Source information:

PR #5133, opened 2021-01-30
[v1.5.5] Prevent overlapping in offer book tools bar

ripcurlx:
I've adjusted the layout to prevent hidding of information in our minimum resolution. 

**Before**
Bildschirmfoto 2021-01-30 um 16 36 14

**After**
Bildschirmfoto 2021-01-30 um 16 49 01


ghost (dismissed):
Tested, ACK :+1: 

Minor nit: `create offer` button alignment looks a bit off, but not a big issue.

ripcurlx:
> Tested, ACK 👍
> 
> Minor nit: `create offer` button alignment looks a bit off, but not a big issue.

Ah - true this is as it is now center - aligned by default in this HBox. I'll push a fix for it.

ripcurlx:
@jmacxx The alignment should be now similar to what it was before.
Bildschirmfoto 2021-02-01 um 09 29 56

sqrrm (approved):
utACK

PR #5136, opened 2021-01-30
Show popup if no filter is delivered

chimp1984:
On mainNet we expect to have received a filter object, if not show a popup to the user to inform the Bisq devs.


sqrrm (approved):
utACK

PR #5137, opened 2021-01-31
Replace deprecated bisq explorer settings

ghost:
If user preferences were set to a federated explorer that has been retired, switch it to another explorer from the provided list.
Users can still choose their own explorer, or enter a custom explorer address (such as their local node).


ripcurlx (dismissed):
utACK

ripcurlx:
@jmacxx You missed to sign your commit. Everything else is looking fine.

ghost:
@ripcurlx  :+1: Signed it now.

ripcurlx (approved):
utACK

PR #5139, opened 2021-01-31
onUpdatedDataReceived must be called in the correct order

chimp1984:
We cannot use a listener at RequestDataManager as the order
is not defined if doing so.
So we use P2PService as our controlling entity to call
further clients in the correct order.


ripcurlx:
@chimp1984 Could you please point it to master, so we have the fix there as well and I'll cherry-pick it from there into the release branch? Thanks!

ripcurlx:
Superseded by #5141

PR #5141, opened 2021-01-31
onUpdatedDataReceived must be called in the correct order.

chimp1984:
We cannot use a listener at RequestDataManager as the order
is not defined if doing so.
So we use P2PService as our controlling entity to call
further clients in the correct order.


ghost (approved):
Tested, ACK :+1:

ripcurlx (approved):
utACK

==

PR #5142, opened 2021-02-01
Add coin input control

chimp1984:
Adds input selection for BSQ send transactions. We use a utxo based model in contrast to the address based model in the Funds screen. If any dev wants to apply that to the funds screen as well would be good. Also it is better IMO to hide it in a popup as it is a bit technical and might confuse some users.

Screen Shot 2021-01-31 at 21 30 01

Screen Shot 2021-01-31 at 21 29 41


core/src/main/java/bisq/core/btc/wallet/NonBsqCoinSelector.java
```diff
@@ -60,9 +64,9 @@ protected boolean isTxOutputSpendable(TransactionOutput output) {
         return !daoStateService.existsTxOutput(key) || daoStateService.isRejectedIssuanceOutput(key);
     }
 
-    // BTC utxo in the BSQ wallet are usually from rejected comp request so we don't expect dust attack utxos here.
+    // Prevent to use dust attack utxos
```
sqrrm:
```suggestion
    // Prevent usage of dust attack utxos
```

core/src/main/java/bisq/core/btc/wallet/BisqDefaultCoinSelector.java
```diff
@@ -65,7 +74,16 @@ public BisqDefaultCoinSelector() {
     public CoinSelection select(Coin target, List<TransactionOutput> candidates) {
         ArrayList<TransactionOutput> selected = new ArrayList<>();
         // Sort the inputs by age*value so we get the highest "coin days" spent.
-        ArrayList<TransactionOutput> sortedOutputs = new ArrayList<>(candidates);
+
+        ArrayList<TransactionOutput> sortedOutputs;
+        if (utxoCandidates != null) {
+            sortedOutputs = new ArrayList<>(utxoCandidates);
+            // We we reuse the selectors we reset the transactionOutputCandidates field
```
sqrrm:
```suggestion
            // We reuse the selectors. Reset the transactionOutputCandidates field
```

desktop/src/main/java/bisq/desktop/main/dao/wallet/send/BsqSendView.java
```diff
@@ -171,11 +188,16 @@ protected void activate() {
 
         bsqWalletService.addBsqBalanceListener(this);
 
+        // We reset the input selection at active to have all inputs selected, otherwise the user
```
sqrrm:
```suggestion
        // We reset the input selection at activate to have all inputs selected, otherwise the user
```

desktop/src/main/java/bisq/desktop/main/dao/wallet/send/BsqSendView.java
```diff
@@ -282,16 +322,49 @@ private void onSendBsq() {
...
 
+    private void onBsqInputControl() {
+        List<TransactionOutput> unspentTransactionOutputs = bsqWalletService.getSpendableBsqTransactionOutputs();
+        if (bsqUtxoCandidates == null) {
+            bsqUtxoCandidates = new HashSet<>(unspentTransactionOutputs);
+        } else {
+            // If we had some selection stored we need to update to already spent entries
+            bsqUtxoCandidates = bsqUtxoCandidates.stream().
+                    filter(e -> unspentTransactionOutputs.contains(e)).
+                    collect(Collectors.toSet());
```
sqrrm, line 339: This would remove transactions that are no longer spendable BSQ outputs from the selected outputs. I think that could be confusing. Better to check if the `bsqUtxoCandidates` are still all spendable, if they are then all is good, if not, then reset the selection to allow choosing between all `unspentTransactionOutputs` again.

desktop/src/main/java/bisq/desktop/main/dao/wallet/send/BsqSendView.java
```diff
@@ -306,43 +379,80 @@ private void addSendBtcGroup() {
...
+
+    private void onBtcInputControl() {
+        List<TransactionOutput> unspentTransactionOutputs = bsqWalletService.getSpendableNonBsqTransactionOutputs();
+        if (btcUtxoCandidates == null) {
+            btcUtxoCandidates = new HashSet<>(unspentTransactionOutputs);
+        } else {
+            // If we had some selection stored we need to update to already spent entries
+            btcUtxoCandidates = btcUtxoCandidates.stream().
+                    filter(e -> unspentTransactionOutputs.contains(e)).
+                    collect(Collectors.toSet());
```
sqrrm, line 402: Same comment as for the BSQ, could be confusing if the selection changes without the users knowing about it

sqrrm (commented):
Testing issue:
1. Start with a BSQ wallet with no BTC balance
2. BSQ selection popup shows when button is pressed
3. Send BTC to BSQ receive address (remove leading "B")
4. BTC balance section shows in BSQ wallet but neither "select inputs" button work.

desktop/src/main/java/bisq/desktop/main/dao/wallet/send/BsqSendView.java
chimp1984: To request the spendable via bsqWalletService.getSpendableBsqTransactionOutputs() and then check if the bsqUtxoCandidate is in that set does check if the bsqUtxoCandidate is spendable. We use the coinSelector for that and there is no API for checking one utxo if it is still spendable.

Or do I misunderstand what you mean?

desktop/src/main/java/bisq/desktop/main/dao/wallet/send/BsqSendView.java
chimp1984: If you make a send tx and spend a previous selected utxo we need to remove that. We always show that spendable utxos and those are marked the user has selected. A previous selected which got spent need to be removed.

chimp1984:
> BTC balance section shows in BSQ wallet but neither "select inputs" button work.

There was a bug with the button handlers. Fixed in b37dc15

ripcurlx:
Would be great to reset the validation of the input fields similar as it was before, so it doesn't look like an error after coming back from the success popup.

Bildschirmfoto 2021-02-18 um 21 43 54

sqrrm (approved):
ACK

==

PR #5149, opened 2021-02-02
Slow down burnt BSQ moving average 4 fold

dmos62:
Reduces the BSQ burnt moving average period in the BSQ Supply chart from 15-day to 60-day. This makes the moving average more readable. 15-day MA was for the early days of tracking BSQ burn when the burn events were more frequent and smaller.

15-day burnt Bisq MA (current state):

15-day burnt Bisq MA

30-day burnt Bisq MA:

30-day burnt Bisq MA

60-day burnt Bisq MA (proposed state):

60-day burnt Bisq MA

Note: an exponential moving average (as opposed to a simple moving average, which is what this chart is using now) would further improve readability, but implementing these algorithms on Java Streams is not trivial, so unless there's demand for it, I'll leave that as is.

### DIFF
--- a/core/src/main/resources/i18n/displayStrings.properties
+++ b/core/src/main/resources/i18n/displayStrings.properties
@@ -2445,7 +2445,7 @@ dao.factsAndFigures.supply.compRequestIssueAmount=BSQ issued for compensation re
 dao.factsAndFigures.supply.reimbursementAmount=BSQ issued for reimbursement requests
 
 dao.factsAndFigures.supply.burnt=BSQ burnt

Problem statement: Would you show each line of the material above that contains the string "factsAndFigures"?

Task response:
@@ -2445,7 +2445,7 @@ dao.factsAndFigures.supply.compRequestIssueAmount=BSQ issued for compensation re
 dao.factsAndFigures.supply.reimbursementAmount=BSQ issued for reimbursement requests
 dao.factsAndFigures.supply.burnt=BSQ burnt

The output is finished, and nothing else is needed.